■ **WHAT THE TASK ASKS**:
Word for word, reproduce each entry.

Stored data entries
□ □ □ □ □ □ □

PR #890, opened 2023-04-04
OAK-10180: switch oak-core-spi to shaded guava

reschke:


oak-core-spi/src/main/java/org/apache/jackrabbit/oak/spi/gc/DelegatingGCMonitor.java
```diff
@@ -41,15 +40,15 @@ public class DelegatingGCMonitor implements GCMonitor {
      * @param gcMonitors
      */
     public DelegatingGCMonitor(@NotNull Collection<? extends GCMonitor> gcMonitors) {
-        this.gcMonitors = newConcurrentHashSet();
+        this.gcMonitors = Collections.synchronizedSet(new HashSet<>());
```
rishabhdaim: Shouldn't we use `ConcurrentHashMap.newKeySet()` ?

oak-core-spi/src/main/java/org/apache/jackrabbit/oak/spi/gc/DelegatingGCMonitor.java
```diff
@@ -41,15 +40,15 @@ public class DelegatingGCMonitor implements GCMonitor {
...
         this.gcMonitors.addAll(gcMonitors);
     }
 
     /**
      * New instance without any delegate.
      */
     public DelegatingGCMonitor() {
-        this(Sets.<GCMonitor>newConcurrentHashSet());
+        this(Collections.synchronizedSet(new HashSet<>()));
```
rishabhdaim: Same as above

oak-core-spi/src/main/java/org/apache/jackrabbit/oak/spi/lock/LockConstants.java
```diff
@@ -16,14 +16,15 @@
...
 
-import com.google.common.collect.ImmutableSet;
 import org.apache.jackrabbit.JcrConstants;
 
 public interface LockConstants extends JcrConstants {
 
-    Set<String> LOCK_PROPERTY_NAMES = ImmutableSet.of(
-            JCR_LOCKISDEEP,
-            JCR_LOCKOWNER);
+    Set<String> LOCK_PROPERTY_NAMES = Collections
```
rishabhdaim: I believe the goal is to upgrade `guava` not remove it. So we can keep using it, instead of moving this to Java, wdyt ?
cc @mreutegg

reschke: I believe we should avoid use of Guava where we can; maybe at some later point of time we might decide to remove it.

oak-core-spi/src/main/java/org/apache/jackrabbit/oak/spi/gc/DelegatingGCMonitor.java
reschke: Thanks.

□ □ □ □ □ □ □

■ **EXERCISE ANSWER**:
PR #890, opened 2023-04-04
OAK-10180: switch oak-core-spi to shaded guava

reschke:


oak-core-spi/src/main/java/org/apache/jackrabbit/oak/spi/gc/DelegatingGCMonitor.java
```diff
@@ -41,15 +40,15 @@ public class DelegatingGCMonitor implements GCMonitor {
      * @param gcMonitors
      */
     public DelegatingGCMonitor(@NotNull Collection<? extends GCMonitor> gcMonitors) {
-        this.gcMonitors = newConcurrentHashSet();
+        this.gcMonitors = Collections.synchronizedSet(new HashSet<>());
```
rishabhdaim: Shouldn't we use `ConcurrentHashMap.newKeySet()` ?

oak-core-spi/src/main/java/org/apache/jackrabbit/oak/spi/gc/DelegatingGCMonitor.java
```diff
@@ -41,15 +40,15 @@ public class DelegatingGCMonitor implements GCMonitor {
...
         this.gcMonitors.addAll(gcMonitors);
     }
 
     /**
      * New instance without any delegate.
      */
     public DelegatingGCMonitor() {
-        this(Sets.<GCMonitor>newConcurrentHashSet());
+        this(Collections.synchronizedSet(new HashSet<>()));
```
rishabhdaim: Same as above

oak-core-spi/src/main/java/org/apache/jackrabbit/oak/spi/lock/LockConstants.java
```diff
@@ -16,14 +16,15 @@
...
 
-import com.google.common.collect.ImmutableSet;
 import org.apache.jackrabbit.JcrConstants;
 
 public interface LockConstants extends JcrConstants {
 
-    Set<String> LOCK_PROPERTY_NAMES = ImmutableSet.of(
-            JCR_LOCKISDEEP,
-            JCR_LOCKOWNER);
+    Set<String> LOCK_PROPERTY_NAMES = Collections
```
rishabhdaim: I believe the goal is to upgrade `guava` not remove it. So we can keep using it, instead of moving this to Java, wdyt ?
cc @mreutegg

reschke: I believe we should avoid use of Guava where we can; maybe at some later point of time we might decide to remove it.

oak-core-spi/src/main/java/org/apache/jackrabbit/oak/spi/gc/DelegatingGCMonitor.java
reschke: Thanks.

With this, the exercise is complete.